§ DATA TO USE
<<<<

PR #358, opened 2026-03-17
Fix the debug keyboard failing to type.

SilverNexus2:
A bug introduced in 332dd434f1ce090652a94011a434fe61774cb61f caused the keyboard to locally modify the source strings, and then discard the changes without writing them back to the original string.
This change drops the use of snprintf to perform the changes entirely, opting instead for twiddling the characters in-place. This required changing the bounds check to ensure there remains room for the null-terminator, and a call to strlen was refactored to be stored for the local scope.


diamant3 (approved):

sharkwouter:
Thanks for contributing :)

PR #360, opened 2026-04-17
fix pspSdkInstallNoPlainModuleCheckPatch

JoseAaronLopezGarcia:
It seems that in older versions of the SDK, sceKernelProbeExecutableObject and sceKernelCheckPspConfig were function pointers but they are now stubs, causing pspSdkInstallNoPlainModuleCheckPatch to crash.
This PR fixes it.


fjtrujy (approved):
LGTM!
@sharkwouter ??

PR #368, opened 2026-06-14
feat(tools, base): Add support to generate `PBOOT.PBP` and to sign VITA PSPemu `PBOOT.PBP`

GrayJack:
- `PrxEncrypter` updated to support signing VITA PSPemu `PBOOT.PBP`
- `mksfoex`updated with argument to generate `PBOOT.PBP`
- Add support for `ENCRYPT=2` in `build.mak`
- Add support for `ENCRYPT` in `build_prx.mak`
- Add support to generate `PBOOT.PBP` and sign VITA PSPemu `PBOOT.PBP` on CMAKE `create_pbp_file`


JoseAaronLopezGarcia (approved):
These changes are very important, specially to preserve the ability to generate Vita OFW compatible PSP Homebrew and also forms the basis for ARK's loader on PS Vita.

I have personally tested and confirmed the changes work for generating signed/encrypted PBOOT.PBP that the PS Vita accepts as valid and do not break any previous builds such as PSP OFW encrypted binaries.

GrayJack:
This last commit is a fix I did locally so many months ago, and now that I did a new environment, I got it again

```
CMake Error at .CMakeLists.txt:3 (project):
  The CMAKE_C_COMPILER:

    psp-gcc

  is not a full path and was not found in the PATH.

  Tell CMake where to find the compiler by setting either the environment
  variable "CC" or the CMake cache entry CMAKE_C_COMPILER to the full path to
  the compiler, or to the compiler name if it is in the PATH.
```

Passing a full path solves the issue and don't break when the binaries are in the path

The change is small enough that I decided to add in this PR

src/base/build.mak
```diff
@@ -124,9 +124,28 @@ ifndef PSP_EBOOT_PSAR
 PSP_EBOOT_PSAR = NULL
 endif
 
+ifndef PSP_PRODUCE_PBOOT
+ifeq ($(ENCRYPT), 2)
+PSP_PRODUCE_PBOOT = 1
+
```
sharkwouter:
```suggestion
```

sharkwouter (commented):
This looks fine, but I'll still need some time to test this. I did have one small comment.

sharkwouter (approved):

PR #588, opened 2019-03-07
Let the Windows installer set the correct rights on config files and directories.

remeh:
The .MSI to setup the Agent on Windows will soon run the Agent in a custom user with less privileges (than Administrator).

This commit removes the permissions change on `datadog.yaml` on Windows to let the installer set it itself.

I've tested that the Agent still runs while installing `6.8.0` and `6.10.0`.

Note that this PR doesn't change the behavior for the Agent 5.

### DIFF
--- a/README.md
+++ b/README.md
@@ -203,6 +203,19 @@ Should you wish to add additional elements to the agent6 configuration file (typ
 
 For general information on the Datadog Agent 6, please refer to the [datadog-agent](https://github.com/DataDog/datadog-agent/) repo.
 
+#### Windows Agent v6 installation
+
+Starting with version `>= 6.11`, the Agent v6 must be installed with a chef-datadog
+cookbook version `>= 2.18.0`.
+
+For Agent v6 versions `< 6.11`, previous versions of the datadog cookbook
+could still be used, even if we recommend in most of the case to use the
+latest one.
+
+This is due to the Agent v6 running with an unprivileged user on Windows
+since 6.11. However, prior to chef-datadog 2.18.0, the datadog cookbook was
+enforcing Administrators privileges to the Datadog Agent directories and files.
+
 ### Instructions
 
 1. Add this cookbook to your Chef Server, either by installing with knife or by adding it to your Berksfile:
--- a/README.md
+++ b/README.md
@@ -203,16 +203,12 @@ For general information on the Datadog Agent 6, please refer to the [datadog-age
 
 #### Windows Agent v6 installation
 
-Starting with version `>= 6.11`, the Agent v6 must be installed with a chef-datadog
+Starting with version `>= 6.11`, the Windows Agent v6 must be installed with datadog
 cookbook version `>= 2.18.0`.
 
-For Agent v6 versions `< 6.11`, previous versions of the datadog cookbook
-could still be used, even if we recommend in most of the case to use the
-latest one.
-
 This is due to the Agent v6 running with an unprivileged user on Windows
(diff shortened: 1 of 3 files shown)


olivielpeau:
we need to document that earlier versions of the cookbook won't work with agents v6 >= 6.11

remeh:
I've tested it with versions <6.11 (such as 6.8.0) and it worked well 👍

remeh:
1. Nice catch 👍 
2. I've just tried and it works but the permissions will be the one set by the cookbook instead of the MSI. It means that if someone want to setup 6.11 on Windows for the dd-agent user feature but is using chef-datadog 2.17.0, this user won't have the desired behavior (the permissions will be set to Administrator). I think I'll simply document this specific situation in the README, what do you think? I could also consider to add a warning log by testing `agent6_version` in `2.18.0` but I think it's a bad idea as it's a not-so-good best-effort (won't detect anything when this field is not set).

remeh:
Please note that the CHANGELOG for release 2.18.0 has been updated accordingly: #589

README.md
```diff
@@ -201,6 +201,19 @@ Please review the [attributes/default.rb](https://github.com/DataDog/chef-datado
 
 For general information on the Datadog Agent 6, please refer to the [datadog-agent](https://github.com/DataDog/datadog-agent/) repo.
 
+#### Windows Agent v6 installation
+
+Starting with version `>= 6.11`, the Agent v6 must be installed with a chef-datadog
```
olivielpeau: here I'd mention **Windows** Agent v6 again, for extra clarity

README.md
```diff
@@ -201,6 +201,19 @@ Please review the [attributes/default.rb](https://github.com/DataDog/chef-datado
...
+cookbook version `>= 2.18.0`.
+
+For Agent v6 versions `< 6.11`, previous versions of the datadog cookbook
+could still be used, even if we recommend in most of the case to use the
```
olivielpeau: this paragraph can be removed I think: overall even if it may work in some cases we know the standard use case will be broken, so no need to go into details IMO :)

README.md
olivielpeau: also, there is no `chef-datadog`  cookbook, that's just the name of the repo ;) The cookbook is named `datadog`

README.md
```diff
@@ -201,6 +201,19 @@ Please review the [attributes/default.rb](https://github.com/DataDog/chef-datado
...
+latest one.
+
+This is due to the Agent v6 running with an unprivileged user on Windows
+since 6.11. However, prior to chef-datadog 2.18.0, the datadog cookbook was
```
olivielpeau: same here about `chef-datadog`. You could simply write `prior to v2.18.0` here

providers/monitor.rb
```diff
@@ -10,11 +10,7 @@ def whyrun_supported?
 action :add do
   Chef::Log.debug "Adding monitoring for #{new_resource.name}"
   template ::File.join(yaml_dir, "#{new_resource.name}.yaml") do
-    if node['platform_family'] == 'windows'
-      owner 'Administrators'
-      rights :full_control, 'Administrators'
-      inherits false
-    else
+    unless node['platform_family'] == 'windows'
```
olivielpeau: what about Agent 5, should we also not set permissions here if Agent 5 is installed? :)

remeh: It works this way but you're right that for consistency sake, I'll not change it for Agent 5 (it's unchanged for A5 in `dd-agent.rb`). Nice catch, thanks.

>>>>

§ EXERCISE
The entries shown above must be restated word for word.

§ OUTPUT
PR #358, opened 2026-03-17
Fix the debug keyboard failing to type.

SilverNexus2:
A bug introduced in 332dd434f1ce090652a94011a434fe61774cb61f caused the keyboard to locally modify the source strings, and then discard the changes without writing them back to the original string.
This change drops the use of snprintf to perform the changes entirely, opting instead for twiddling the characters in-place. This required changing the bounds check to ensure there remains room for the null-terminator, and a call to strlen was refactored to be stored for the local scope.


diamant3 (approved):

sharkwouter:
Thanks for contributing :)

PR #360, opened 2026-04-17
fix pspSdkInstallNoPlainModuleCheckPatch

JoseAaronLopezGarcia:
It seems that in older versions of the SDK, sceKernelProbeExecutableObject and sceKernelCheckPspConfig were function pointers but they are now stubs, causing pspSdkInstallNoPlainModuleCheckPatch to crash.
This PR fixes it.


fjtrujy (approved):
LGTM!
@sharkwouter ??

PR #368, opened 2026-06-14
feat(tools, base): Add support to generate `PBOOT.PBP` and to sign VITA PSPemu `PBOOT.PBP`

GrayJack:
- `PrxEncrypter` updated to support signing VITA PSPemu `PBOOT.PBP`
- `mksfoex`updated with argument to generate `PBOOT.PBP`
- Add support for `ENCRYPT=2` in `build.mak`
- Add support for `ENCRYPT` in `build_prx.mak`
- Add support to generate `PBOOT.PBP` and sign VITA PSPemu `PBOOT.PBP` on CMAKE `create_pbp_file`


JoseAaronLopezGarcia (approved):
These changes are very important, specially to preserve the ability to generate Vita OFW compatible PSP Homebrew and also forms the basis for ARK's loader on PS Vita.

I have personally tested and confirmed the changes work for generating signed/encrypted PBOOT.PBP that the PS Vita accepts as valid and do not break any previous builds such as PSP OFW encrypted binaries.

GrayJack:
This last commit is a fix I did locally so many months ago, and now that I did a new environment, I got it again

```
CMake Error at .CMakeLists.txt:3 (project):
  The CMAKE_C_COMPILER:

    psp-gcc

  is not a full path and was not found in the PATH.

  Tell CMake where to find the compiler by setting either the environment
  variable "CC" or the CMake cache entry CMAKE_C_COMPILER to the full path to
  the compiler, or to the compiler name if it is in the PATH.
```

Passing a full path solves the issue and don't break when the binaries are in the path

The change is small enough that I decided to add in this PR

src/base/build.mak
```diff
@@ -124,9 +124,28 @@ ifndef PSP_EBOOT_PSAR
 PSP_EBOOT_PSAR = NULL
 endif
 
+ifndef PSP_PRODUCE_PBOOT
+ifeq ($(ENCRYPT), 2)
+PSP_PRODUCE_PBOOT = 1
+
```
sharkwouter:
```suggestion
```

sharkwouter (commented):
This looks fine, but I'll still need some time to test this. I did have one small comment.

sharkwouter (approved):

PR #588, opened 2019-03-07
Let the Windows installer set the correct rights on config files and directories.

remeh:
The .MSI to setup the Agent on Windows will soon run the Agent in a custom user with less privileges (than Administrator).

This commit removes the permissions change on `datadog.yaml` on Windows to let the installer set it itself.

I've tested that the Agent still runs while installing `6.8.0` and `6.10.0`.

Note that this PR doesn't change the behavior for the Agent 5.

### DIFF
--- a/README.md
+++ b/README.md
@@ -203,6 +203,19 @@ Should you wish to add additional elements to the agent6 configuration file (typ
 
 For general information on the Datadog Agent 6, please refer to the [datadog-agent](https://github.com/DataDog/datadog-agent/) repo.
 
+#### Windows Agent v6 installation
+
+Starting with version `>= 6.11`, the Agent v6 must be installed with a chef-datadog
+cookbook version `>= 2.18.0`.
+
+For Agent v6 versions `< 6.11`, previous versions of the datadog cookbook
+could still be used, even if we recommend in most of the case to use the
+latest one.
+
+This is due to the Agent v6 running with an unprivileged user on Windows
+since 6.11. However, prior to chef-datadog 2.18.0, the datadog cookbook was
+enforcing Administrators privileges to the Datadog Agent directories and files.
+
 ### Instructions
 
 1. Add this cookbook to your Chef Server, either by installing with knife or by adding it to your Berksfile:
--- a/README.md
+++ b/README.md
@@ -203,16 +203,12 @@ For general information on the Datadog Agent 6, please refer to the [datadog-age
 
 #### Windows Agent v6 installation
 
-Starting with version `>= 6.11`, the Agent v6 must be installed with a chef-datadog
+Starting with version `>= 6.11`, the Windows Agent v6 must be installed with datadog
 cookbook version `>= 2.18.0`.
 
-For Agent v6 versions `< 6.11`, previous versions of the datadog cookbook
-could still be used, even if we recommend in most of the case to use the
-latest one.
-
 This is due to the Agent v6 running with an unprivileged user on Windows
(diff shortened: 1 of 3 files shown)


olivielpeau:
we need to document that earlier versions of the cookbook won't work with agents v6 >= 6.11

remeh:
I've tested it with versions <6.11 (such as 6.8.0) and it worked well 👍

remeh:
1. Nice catch 👍 
2. I've just tried and it works but the permissions will be the one set by the cookbook instead of the MSI. It means that if someone want to setup 6.11 on Windows for the dd-agent user feature but is using chef-datadog 2.17.0, this user won't have the desired behavior (the permissions will be set to Administrator). I think I'll simply document this specific situation in the README, what do you think? I could also consider to add a warning log by testing `agent6_version` in `2.18.0` but I think it's a bad idea as it's a not-so-good best-effort (won't detect anything when this field is not set).

remeh:
Please note that the CHANGELOG for release 2.18.0 has been updated accordingly: #589

README.md
```diff
@@ -201,6 +201,19 @@ Please review the [attributes/default.rb](https://github.com/DataDog/chef-datado
 
 For general information on the Datadog Agent 6, please refer to the [datadog-agent](https://github.com/DataDog/datadog-agent/) repo.
 
+#### Windows Agent v6 installation
+
+Starting with version `>= 6.11`, the Agent v6 must be installed with a chef-datadog
```
olivielpeau: here I'd mention **Windows** Agent v6 again, for extra clarity

README.md
```diff
@@ -201,6 +201,19 @@ Please review the [attributes/default.rb](https://github.com/DataDog/chef-datado
...
+cookbook version `>= 2.18.0`.
+
+For Agent v6 versions `< 6.11`, previous versions of the datadog cookbook
+could still be used, even if we recommend in most of the case to use the
```
olivielpeau: this paragraph can be removed I think: overall even if it may work in some cases we know the standard use case will be broken, so no need to go into details IMO :)

README.md
olivielpeau: also, there is no `chef-datadog`  cookbook, that's just the name of the repo ;) The cookbook is named `datadog`

README.md
```diff
@@ -201,6 +201,19 @@ Please review the [attributes/default.rb](https://github.com/DataDog/chef-datado
...
+latest one.
+
+This is due to the Agent v6 running with an unprivileged user on Windows
+since 6.11. However, prior to chef-datadog 2.18.0, the datadog cookbook was
```
olivielpeau: same here about `chef-datadog`. You could simply write `prior to v2.18.0` here

providers/monitor.rb
```diff
@@ -10,11 +10,7 @@ def whyrun_supported?
 action :add do
   Chef::Log.debug "Adding monitoring for #{new_resource.name}"
   template ::File.join(yaml_dir, "#{new_resource.name}.yaml") do
-    if node['platform_family'] == 'windows'
-      owner 'Administrators'
-      rights :full_control, 'Administrators'
-      inherits false
-    else
+    unless node['platform_family'] == 'windows'
```
olivielpeau: what about Agent 5, should we also not set permissions here if Agent 5 is installed? :)

remeh: It works this way but you're right that for consistency sake, I'll not change it for Agent 5 (it's unchanged for A5 in `dd-agent.rb`). Nice catch, thanks.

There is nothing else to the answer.